# What price, Marley?



## Prod_Coordinator_Monkey (Mar 23, 2021)

I just got hired as the Production Coordinator at a small 2 venue performing arts center after being pandemic-out-of-work for over 8 months. Yay!

Limited storage space for stuff, limited budget, you know the story.

The performing arts center addition that includes the spaces I'm responsible for is still under construction. So, I'm in the middle of creating a lot of the foundational paperwork from tech specs to designing the rep plot to the pricing schedule for clients who want to rent the space.

Here is a funny question about pricing. We are a non-union house zoned as an educational theater in a mixed-use residential area. Our 2 100 seat spaces will be available for rent when our 3 resident companies aren't using the space. I'm having to come up with reasonable rental pricing for the use of certain equipment. Coming up with pricing for renting the space, additional labor for load-in/strike, electrics calls, etc. use of additional lighting instruments not in the rep plot, or consumables like gel, that's easy.

But when it comes to pricing for wear and tear on certain other equipment? I'm not quite sure what formula to use if something isn't out-right damaged to the point of needing replacement or expensive major repair.

Case in point: laying the marley floor. I know how much to charge for the labor of installing it and striking it. But how much should I charge for the use of it in the first place? (As in the use case of a renter who will be providing their own knowledgeable technicians who'd install it themselves and strike it themselves.)

I'm filing this under things you don't often think about until you are the one in charge of having to think about them. And, since we are a community organization, I'm trying to be on the low side of fair. We want people to be able to afford to rent us! Especially since I'm in an area with a strong dance community full of independent artists and young companies I hope we can serve.
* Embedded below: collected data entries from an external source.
PR #1189, opened 2026-07-01
build: remove stray tree-sitter-language-pack patch override

### LINKED ISSUE #1187: bug: stray tree-sitter-language-pack [patch.crates-io] override breaks fresh builds
## Description

The workspace `Cargo.toml` commits a `[patch.crates-io]` override that points `tree-sitter-language-pack` at a local sibling checkout:

```toml
[patch.crates-io]
# DEV-ONLY (uncommitted): local tslp override while fixing wasm32 grammar build.
# Remove once the fix is published to crates.io and the version floor is bumped.
tree-sitter-language-pack = { path = "../tree-sitter-language-pack" }
```

The comment marks it DEV-ONLY and says to remove it once the wasm32 grammar fix ships — which it has, and the workspace version floor is already `1.12.1`. The override leaked into the commit.

A fresh checkout without that exact sibling repo can't resolve it, so local `cargo build` and `maturin` wheel builds fail. CI is unaffected because it resolves from crates.io.

```
error: failed to load source for dependency `tree-sitter-language-pack`
Caused by: found a virtual manifest at `.../tree-sitter-language-pack/Cargo.toml` instead of a package manifest
```

(the sibling repo root is a virtual workspace; the actual package lives at `crates/ts-pack-core`).

**Expected:** the override is removed so `tree-sitter-language-pack` resolves to the published `1.12.1` from crates.io, keeping the `xberg*` path patches.

## Steps to reproduce

1. Fresh checkout of `main` without a `../tree-sitter-language-pack` sibling repo.
2. Run `cargo metadata` (or `cargo build`, or a `maturin` wheel build).
3. It fails with the `found a virtual manifest` error above.

tobocop2:
> found during trial integration of latest xberg rc, super minor but easy fix and it's causing CI failures.

The DEV-ONLY `[patch.crates-io]` override pointed `tree-sitter-language-pack` at a local sibling checkout, so fresh `cargo build` / `maturin` wheel builds fail to resolve it. The wasm32 fix it existed for is published and the floor is already `1.12.1`, so this drops the override and resolves from crates.io.

Fixes #1187.

### DIFF
--- a/Cargo.toml
+++ b/Cargo.toml
@@ -123,9 +123,6 @@ web-sys = { version = "0.3", features = [
 ] }
 
 [patch.crates-io]
-# DEV-ONLY (uncommitted): local tslp override while fixing wasm32 grammar build.
-# Remove once the fix is published to crates.io and the version floor is bumped.
-tree-sitter-language-pack = { path = "../tree-sitter-language-pack" }
 xberg = { path = "crates/xberg" }
 xberg-gliner = { path = "crates/xberg-gliner" }
 xberg-rag = { path = "crates/xberg-rag" }


Goldziher:
Redundant: the stray tslp [patch] override is removed as part of the in-flight alef 0.30.4 consolidation on main (which also bumps the tslp floor to the published wasm-fixed version). Closing in favor of that.

PR #1201, opened 2026-07-05
test(pdf): vertical-text pages must return text, not a guarded per-page error

tobocop2:
## Problem

PDFs with vertical (tategaki) text can make pdf_oxide's reading-order sort panic. Our panic guard keeps extraction alive, but the affected page's text is silently lost — the page comes back as an error instead of content.

## Solution

The real fix landed upstream in yfedoseev/pdf_oxide#808 and shipped in pdf_oxide 0.3.73. This PR bumps the workspace pin to 0.3.73 and adds a regression test that builds a small vertical-text PDF triggering the sort and asserts the page's text actually comes back, not just that extraction survives. The test fails against 0.3.72 and passes with 0.3.73.


tobocop2:
my pdf oxide fix has landed in the latest release 🥳  so going to revisit this now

tl;dr: How much should renting our soon-to-be lovely brand new Marley dance floor reasonably cost?


----------



## TimMc (Mar 23, 2021)

How many rentals until it's damaged and needs replacement? Are the resident companies renting the floor or does it come with the theater for them?

I've seen dance floors last 10 years (120 performances, 4 shows a year, 3 perf/show) and I've seen them badly damaged on their maiden voyage. Ballet? No problem. Opera? Let's have a chat with the carpenter and the props master... same for youth theater.


----------



## Ben Stiegler (Mar 24, 2021)

Tim's right about those who tread lightly, and those who spill their cokes. For lighting gear - are you LED, or halogen lamped? Figure the hours the light source will run, divide into the cost of the replacement item AND the labor to handle it (order, install, etc.) and you have some idea of a fudge factor for use.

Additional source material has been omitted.